Contra a Extinção do IPHAN

A Associação Brasileira de Antropologia repudia veementemente o Projeto de Lei n° 1007 de 2026, proposto pelo Capitão Augusto Deputado Federal PL-SP, que dispõe sobre a extinção do IPHAN (Instituto do Patrimônio Histórico e Artístico Nacional).

Criado em 1937, o IPHAN é uma das instituições públicas mais longevas da história institucional brasileira.
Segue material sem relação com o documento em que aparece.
PR #614, opened 2018-09-17
No course alert shows when there are no courses.

m6jones:
The 'You don't have any courses to display...' alert is not being shown in the My Courses Widget when a user logs in and isn't enrolled in any courses.

Steps to reproduce:
1) Create a new user
2) Log in as that user
3) Observe the My Courses Widget

### DIFF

Trata-se de uma autarquia, vinculada ao Ministério da Cultura, com atuação nacional por meio de suas 27 Superintendências (uma em cada Unidade Federativa); 37 Escritórios Técnicos, seis Unidades Especiais – Centro Lucio Costa, Sítio Roberto Burle Marx, Paço Imperial, Centro Nacional do Folclore e Cultura Popular, Centro Nacional de Arqueologia e Centro de Documentação do Patrimônio.

O IPHAN é responsável pela preservação e promoção do Patrimônio Cultural Brasileiro, com o objetivo de assegurar a proteção e longevidade do legado dos mais distintos bens culturais que compõem o amplo mosaico das memórias coletivas e da história dos grupos que compõem a sociedade brasileira em suas gerações presentes e futuras.
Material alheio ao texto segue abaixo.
PR #615, opened 2018-09-19
Setup all courses view the same as the widget.

m6jones:
While enrolled in multiple, open/active courses, going to View All Courses shows only one card.

Steps to reproduce:
Use IE11
Login as a user that is enrolled in more than one course
Click on View All Courses
Observe
Actual:
Only one course card is rendered

Expected:
All enrolled courses should be rendered

### DIFF
--- a/src/d2l-all-courses-unified-content.html
+++ b/src/d2l-all-courses-unified-content.html
@@ -39,12 +39,10 @@ This is only used if the `US90527-my-courses-updates` LD flag is ON
 		<div class="course-tile-grid">
 			<template is="dom-if" if="[[useEnrollmentCards]]">
 				<template is="dom-repeat" items="[[filteredEnrollments]]">
-					<div>
-						<d2l-enrollment-card
-							href="[[item]]"
-							presentation-href=[[presentationUrl]]>
-						</d2l-enrollment-card>
-					</div>
+					<d2l-enrollment-card
+						href="[[item]]"
+						presentation-href=[[presentationUrl]]>
+					</d2l-enrollment-card>
 				</template>
 			</template>
 			<template is="dom-if" if="[[!useEnrollmentCards]]">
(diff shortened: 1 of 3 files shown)


src/d2l-all-courses-unified-content.html
```diff
@@ -39,12 +39,10 @@
 		<div class="course-tile-grid">
 			<template is="dom-if" if="[[useEnrollmentCards]]">
 				<template is="dom-repeat" items="[[filteredEnrollments]]">
-					<div>
```
m6jones: Style files that use this are:
- `<style include="d2l-all-courses-styles"></style>`
- `<style include="d2l-css-grid-view-styles"></style>`
Removing this div has no impact on them.

src/d2l-css-grid-view/d2l-css-grid-view-behavior.html
```diff
@@ -89,6 +89,12 @@
 				div.style['-ms-grid-column'] = column;
 				div.style['-ms-grid-row'] = row;
 			}
+		},
+
+		__hideElement: function(div) {
+			return this.is !== 'd2l-all-courses-unified-content'
```
m6jones: `d2l-all-courses-unified-content` is used in `d2l-all-courses` view. So checking to see if the current component is this basically checks to see if we are in `d2l-all-courses`
It is the only way I could find that would allow me to not hide in the all courses view.

njostonehouse: Does this still work with `d2l-all-courses-segregated-content`?

njostonehouse: It's incredibly likely that we don't use `-segregated-content` behind our flags so it might not matter.

m6jones: It looks like we use it `<template is="dom-if" if="[[!updatedSortLogic]]">` It looks like when `updatedSortLogic` flag is not enabled, we never use `enrollment-card`. So it looks like we are good.

`d2l-all-courses-segregated-content` doesn't use `d2l-enrollment-card`. The similar view in the widget is `d2l-my-courses-content-animated` also doesn't use `d2l-enrollment-card`.
Soo all good.

PR #616, opened 2018-09-24
Updated so the Alert shows when you only have closed courses.

m6jones:
image


m6jones:
Thought of a case where this doesn't work as intended.

m6jones:
I tested this case and it works. I was worried when a closed course isn't hidden and the alert would still show up. It doesn't show up in this case. So perfect.

m6jones:
That is correct.

PR #618, opened 2018-09-27
DE31508 - Handle hiding completed / closed courses

m6jones:
- Handle the case when the user has > 50 courses and <= 50 courses properly.
- Only using CSS to hide past (closed) courses. The backend puts these at the end of the api calls.
- Using a more complicated method to hide completed courses as the backend doesn't sort these. Completed courses won't hide when there are > 50 courses.

### DIFF
--- a/src/d2l-my-courses-content/d2l-my-courses-content-behavior.html
+++ b/src/d2l-my-courses-content/d2l-my-courses-content-behavior.html
@@ -65,9 +65,9 @@
 				value: false
 			},
 			// True when user has >1 page of enrollments
-			_hasMoreEnrollments: {
-				type: Boolean,
-				value: false
+			_nextEnrollmentEntityUrl: {
+				type: String,
+				value: null
 			},
 			_hasOnlyPastCourses: {
 				type: Boolean,
@@ -105,7 +105,7 @@
 			// Text to render for "View All Courses" link (includes enrollment count approximation)
 			_viewAllCoursesText: {
 				type: String,
-				computed: '_getViewAllCoursesText(_hasMoreEnrollments, _numberOfEnrollments)'
+				computed: '_getViewAllCoursesText(_nextEnrollmentEntityUrl, _numberOfEnrollments)'
 			}
 		},
 		listeners: {
@@ -190,7 +190,6 @@
 		_initiallyVisibleCourseTileCount: 0,
 		_enrollmentsSearchUrl: null,
 		_widgetMaxCardVisible: 12,
-		_nextEnrollmentEntityUrl: false,
 		_hidePastCourses: false,
 
 		_enrollmentsChanged: function(viewAbleLength, totalLength) {
@@ -627,8 +626,8 @@
 		},
 		_populateEnrollments: function(enrollmentsEntity) {
 			var enrollmentEntities = enrollmentsEntity.getSubEntitiesByClass('enrollment');
-			this._hasMoreEnrollments = enrollmentsEntity.hasLinkByRel('next');
-			this._nextEnrollmentEntityUrl = this._hasMoreEnrollments && enrollmentsEntity.getLinkByRel('next').href;
+			var hasMoreEnrollments = enrollmentsEntity.hasLinkByRel('next');
+			this._nextEnrollmentEntityUrl = hasMoreEnrollments ? enrollmentsEntity.getLinkByRel('next').href : null;
 			var newEnrollments = [];
 
 			var searchAction = enrollmentsEntity.getActionByName(this.HypermediaActions.enrollments.searchMyEnrollments);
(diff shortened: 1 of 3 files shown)


src/d2l-my-courses-content/d2l-my-courses-content-behavior.html
```diff
@@ -189,6 +189,9 @@
 		_courseImagesLoadedEventCount: 0,
 		_initiallyVisibleCourseTileCount: 0,
 		_enrollmentsSearchUrl: null,
+		_widgetMaxCardVisible: 12,
+		_nextEnrollmentEntityUrl: false,
```
m6jones: I wasn't sure if this should replace the `_hasMoreEnrollments` property. In a sense if this is not falsy then there are more enrollments.

src/d2l-my-courses-content/d2l-my-courses-content-behavior.html
```diff
@@ -251,13 +254,17 @@
 			this._orgUnitIdMap[orgUnitId] = e.detail.enrollmentUrl;
 		},
 		_onD2lEnrollmentCardStatus: function(e) {
+			// When we need to hide closed, the backend puts it at the back of the list. So nothing to do.
 			if (!e.detail
 				|| !e.detail.status
 				|| !e.detail.enrollmentUrl
+				|| !this._hidePastCourses
+				|| e.detail.status.closed
```
m6jones: Enrollment card still fires this event when the status is closed. However, d2l-my-courses doesn't care about it since the backend does the work. 

I added a comment in the code to explain this since it did cause some extra work that wasn't required. Hopefully the comment stops that.

src/d2l-my-courses-content/d2l-my-courses-content-behavior.html
```diff
@@ -251,13 +254,17 @@
...
 			) {
 				return;
 			}
-			var hide = (e.detail.status.completed || e.detail.status.closed);
+
+			var hide = e.detail.status.completed;
```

Ao longo de sua trajetória, tem honrado e cumprido os marcos legais inscritos na Constituição Brasileira de 1988, em seu artigo 216, que define o patrimônio cultural como formas de expressão, modos de criar, fazer e viver. Incluem-se ainda as criações científicas, artísticas e tecnológicas; as obras, objetos, documentos, edificações e demais espaços destinados às manifestações artístico-culturais; e, ainda, os conjuntos urbanos e sítios de valor histórico, paisagístico, artístico, arqueológico, paleontológico, ecológico e científico.
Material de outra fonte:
PR #45, opened 2018-01-31
GH-43 download legacy build for unknown os

### LINKED ISSUE #43: Use 'legacy' package as fallback
https://github.com/nodkz/mongodb-memory-server/blob/3fb53263d50d64bb61f621075d9b9420843fe412/src/util/MongoBinaryDownloadUrl.js#L85

it worth to simply return empty string to fall back to 'legacy' distribution instead of throwing an error.

wingedfox:
fixes #43


nodkz:
Thanks! Merged and will be bumped to npm from minute to minute.

PR #53, opened 2018-02-25
fix(typo): from "mongoServer" to "mongod"

leonardomerlin:
Sometimes you use the name `mongoServer` and other `mongod` to represent an instance of MongodbMemoryServer.

How could we improve the consistency of documentation?

> PS.: mongod remembers me mongo-daemon :smile:


nodkz:
Thanks!

PR #70, opened 2018-08-17
fix #69 : change default mongodb version to latest

### LINKED ISSUE #69: MongoDB binaries mismatch checking
in postInstall.js
```javascript
if (isModuleExists('./lib/util/MongoBinary')) {
  const MongoBinary = require('./lib/util/MongoBinary').default;

  console.log('mongodb-memory-server: checking MongoDB binaries cache...');
  MongoBinary.getPath({
    version: 'latest',
  }).then(binPath => {
    console.log(`mongodb-memory-server: binary path is ${binPath}`);
  });
}
```
this will be download mongodb latest version to skip timeout setup `jasmine.DEFAULT_TIMEOUT_INTERVAL = 60000;`

but in /util/MongoBinary.js
```javascript
export default class MongoBinary {
  static cache: MongoBinaryCache = {};

  static async getPath(opts?: MongoBinaryOpts = {}): Promise<string> {
    const {
      downloadDir = path.resolve(os.homedir(), '.mongodb-binaries'),
      platform = os.platform(),
      arch = os.arch(),
      version = '3.4.4',
} = opts;
```
the mongodb default version is 3.4.4

Therefore, it will always download mongodb-binaries version 3.4.4 if not define a version on the first run

If we make this 2 points (mongodb version) to the same version then this problem will solved?

BankyKmitl:


nodkz:
Thanks a lot! For the help!

🎉 This PR is included in version 2.0.0 🎉

Version 1.9.4 was unpublished. Your changes may bring BREAKING CHANGES to someone tests (for most users will no any problems). Also, I drop Node v4 support.

PR #72, opened 2018-08-21
Pass port as object to get-port

### LINKED ISSUE #71: MongoDB always runs on default random port
In memory Mongo is instantiated like this:
`const mongod = new MongodbMemoryServer.default({
    instance: {
        dbName: 'my-test-db',
        port: 12345
    }
})`

It's expected to have MongoDB running on port 12345, but that's not the case. Calling `getConnectionString` and `getPort` show that MongoDB is actually running on some default random port (e.g. `mongodb://localhost:54271/my-test-db`).

This started happening on version `1.9.3` and also happens on `2.0.0`.

Lanchi:
According to `get-port` [docs](https://www.npmjs.com/package/get-port) preferred  port should be passed in as object.

Resolves #71

### DIFF
--- a/src/MongoMemoryServer.js
+++ b/src/MongoMemoryServer.js
@@ -109,7 +109,7 @@ export default class MongoMemoryServer {
     let tmpDir;
 
     const instOpts = this.opts.instance;
-    data.port = await getport(instOpts.port);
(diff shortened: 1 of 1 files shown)


nodkz:
Thanks a lot!
🍻

PR #77, opened 2018-09-13
fix #76: Add reading environment variable on npm postinstall hook

### LINKED ISSUE #76: How I can change binary.downloadDir through env?
https://github.com/nodkz/mongodb-memory-server/blob/bbf75b838f2e3a92a9f4c5e11d805e1c3c2d9c80/src/util/MongoBinary.js#L25-L30

Please define this options as follow

```javascript
const {
  downloadDir = process.env.MONGOMS_DOWNLOAD || path.resolve(os.homedir(), '.mongodb-binaries'),
  platform = process.env.MONGOMS_PLATFORM || os.platform(),
  arch = process.env.MONGOMS_ARCH || os.arch(),
  version = process.env.MONGOMS_VERSION || 'latest',
} = opts;
```
otherwise how I can change it options on `npm install` from CI configurations for `Gitlab`? It can't cache files  from project outside, for caching `/root/.mongodb-binaries` folder. Now I can only change my test files as
```javascript
before(async () => {
  server = new MongoMemoryServer({ binary: { downloadDir: './.mongodb-binaries' } });
});
```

O IPHAN atua também em diálogo e parceria com a UNESCO, no sentido de conservar, salvaguardar e monitorar os bens culturais brasileiros inscritos na Lista do Patrimônio Mundial e na Lista o Patrimônio Cultural Imaterial da Humanidade, conforme convenções da Unesco.

Cumpre o IPHAN, desta feita, um trabalho primoroso, sensível e fundamental no reconhecimento, salvaguarda, proteção e divulgação de um conjunto valioso de bens que representam a diversidade dos grupos constituidores da sociedade brasileira, com destaque para os saberes tradicionais e ancestrais, a cultura popular e a memória coletiva.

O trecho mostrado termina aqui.